Tadashi Hyōdō (兵頭 精, Hyōdō Tadashi) was the first Japanese woman to gain a pilot's licence.

== Life ==
Born in a village in Kita Uwa-gun, Ehime Prefecture (presently Kihoku, Ehime) on 6 April 1899, Tadashi Hyōdō's abilities were recognized early and she moved from her local elementary school to the senior year at Seibi Girls' Higher School in Matsuyama, Ehime's capital city. Her father, Rintarō had hoped to be a pilot but instead made it his hobby to sketch airplane designs: after his death, she aimed to be a pilot, to fulfill her father's dream. After graduating from high school, with her family wishing her to become either a medical practitioner or a teacher, she went to Osaka in January 1919 to become an apprentice pharmacist.

==Tsudanuma aviation school==

With support from Kazoe, her elder sister, Tadashi was trained to fly at an aviation school in Tsudanuma managed by Otojirō Itō. Since a woman student at aviation school itself was so rare in those days, she was in newspapers when admitted to Itō's school, with articles read; "... a petite girl, round-faced and chubby, but a tomboy like a boy..." It is said that the tuition at those days cost "two yen per minute", when a new college graduate earned 40 yen per month in early 1910s. She worked time to time to earn enough for tuition, and it took her three and a half years to finish the course which trainees usually graduate in six months' time. She was the 15th trainee to finish the Tsudanuma aviation school and the first woman.

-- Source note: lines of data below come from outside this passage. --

Issue #623, opened 2015-04-01
prefill your arrival time with dates of the conference


jospoortvliet:
If you are a good boy/girl and register well in advance for a event with OSEM, you get rewarded by having to scroll forward months and months until you get to the dates of the event ;-)

Most people won't arrive that far in advance so I suggest to open the date picker at least at the month of the event starting, perhaps even pre-select the event dates so people too lazy to fill this in don't get frustrated by it. Heck, make it non-mandatory?

differentreality:
That's a good point.

Arrival/departure dates are not mandatory by the way. Could you double check?

jospoortvliet:
ah, yes, that is not mandatory, I can get to the error page without entering it.

Also, wrong password, invalid email address etc gives proper warnings, so input validation works...

differentreality:
So for this issue what is left is just fast-forward the calendar to conference dates, right?

jospoortvliet:
@differentreality yeah, exactly. It's a minor thing...

hennevogel:
Can be easily done in [app/assets/javascripts/osem-datepickers.js](https://github.com/openSUSE/osem/blob/master/app/assets/javascripts/osem-datepickers.js)

jospoortvliet:
@hennevogel I suggest to make this a juniorjob then... ;-)

eximious:
An alternative would be an option to tell the conference organizers, "I'm attending both days, attending just Friday, or just Saturday" tick box, or however many days your event spans. I think that would be more useful than the exact times for general attendees, even if that remianed an option for speakers to fill out. (Let me know if this would be better as a feature request.)

jospoortvliet:
Yeah, just boxes that say what days you're there is easier, indeed...

ChrisBr:
@eximious @jospoortvliet I like the idea too!

differentreality:
As far as datepicker is concerned, using the option defaultDate sets the input box in that date on initilization (before the user actually selects anything from the calendar)

jospoortvliet:
That would be a nice quick fix. In 3-4 months we'll update our instance and get ready for the next ownCloud Contributor Conference (this one was awesome!), I'm wondering if there is anything I should be aware off - you folks planning to do a release at some point?

jospoortvliet:
actually we're looking at deploying registration for ownCloud conference 2016 already this year - was hoping to rekindle interest in this issue as it is quite a usability PITA...

Shriyanshagro:
[...]

PR #919, opened 2016-03-26
prefilled users arrival time with dates of the conference#623

Shriyanshagro:
Now , arrival/departure time while registering for conference will be prefilled with start_date and end_date of conference.

### DIFF
--- a/app/assets/javascripts/osem-datepickers.js
+++ b/app/assets/javascripts/osem-datepickers.js
@@ -1,10 +1,19 @@
 $(function () {
-  $("#registration-arrival-datepicker, #registration-departure-datepicker").datetimepicker({
+  $("#registration-arrival-datepicker").datetimepicker({
       pickTime: true,
       useCurrent: false,
       minuteStepping: 15,
       sideBySide: true,
-      format: "YYYY-MM-DD HH:mm"
+      format: "YYYY-MM-DD HH:mm",
+      defaultDate :   $("#registration-arrival-datepicker").attr('start_date')
+  });
+  $("#registration-departure-datepicker").datetimepicker({
+      pickTime: true,
+      useCurrent: false,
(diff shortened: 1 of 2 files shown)


differentreality:
I don't think we should prefill those values. Each attendee should indicate this, if he/she wants to. It is a very personal choice when someone will arrive to and leave from a conference. 
I think we are just going to end up with false information if we prefill these fields.

Shriyanshagro:
But on [issue](https://github.com/openSUSE/osem/issues/623) . It was discussed , that there should be prefilled arrival/departure date , so that the people too lazy to fill this in don't get frustrated by it.

differentreality:
That might be the title but it is not what is being discussed in the issue. Also discussion does not equal decision. In any case, I was merely stating my opinion. There are more people whose opinion weighs in, let's see what they think.

Shriyanshagro:
Okay , than lets wait for others to put in their opinion. If you would ask me, I would suggest let it be prefilled with dates (+/-)1 days with actual dates of conference.

ChrisBr:
What about leaving it empty by default but when I click on the datetimepicker the start / end date is preselected?

Shriyanshagro:
@ChrisBr  ,do you mean that, dates would get preselected , only when we click on datetimepicker for first time??

ChrisBr:
@Shriyanshagro for instance

hennevogel:
Yes this is what pre-select means :-)

Shriyanshagro:
So , is this the final idea to implement ??

hennevogel:
Yes

hennevogel:
Please make one pull request or this is not reviewable

Shriyanshagro:
okay . Will create new Pr  with new idea been discussed here.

During her days at training, she attracted media attention and was the subject of a first page newspaper article and featured on air journals. She was steadily working on to master maintenance as well as joining lectures among male trainees. She survived several accidents including a crash gliding from 3000 meters high in 1911 without serious injury but part of airplane's leg was damaged, or on other occasion, an emergency water landing.

It was in April 1921 when the Aviation Regulations 航空取締規則 (Kōkū torishimari kisoku) was promulgated in Japan, and after the pilot licensing system 操縦免許制 (Sōjū menkyosei) was established, she was licensed a third-class airplane aviator (License no.38) on March 21, 1922 on her second challenge, and became the first woman aviator in Japan. The same year and soon after obtaining her aviation license, Hyōdō participated in the flight competition for the third-class aviators hosted by the Imperial Aeronautical Association 帝国飛行協会 (Teikoku Kōkū Kyōkai) :ja:日本航空協会. She was the 10th out of 15 in the speed category.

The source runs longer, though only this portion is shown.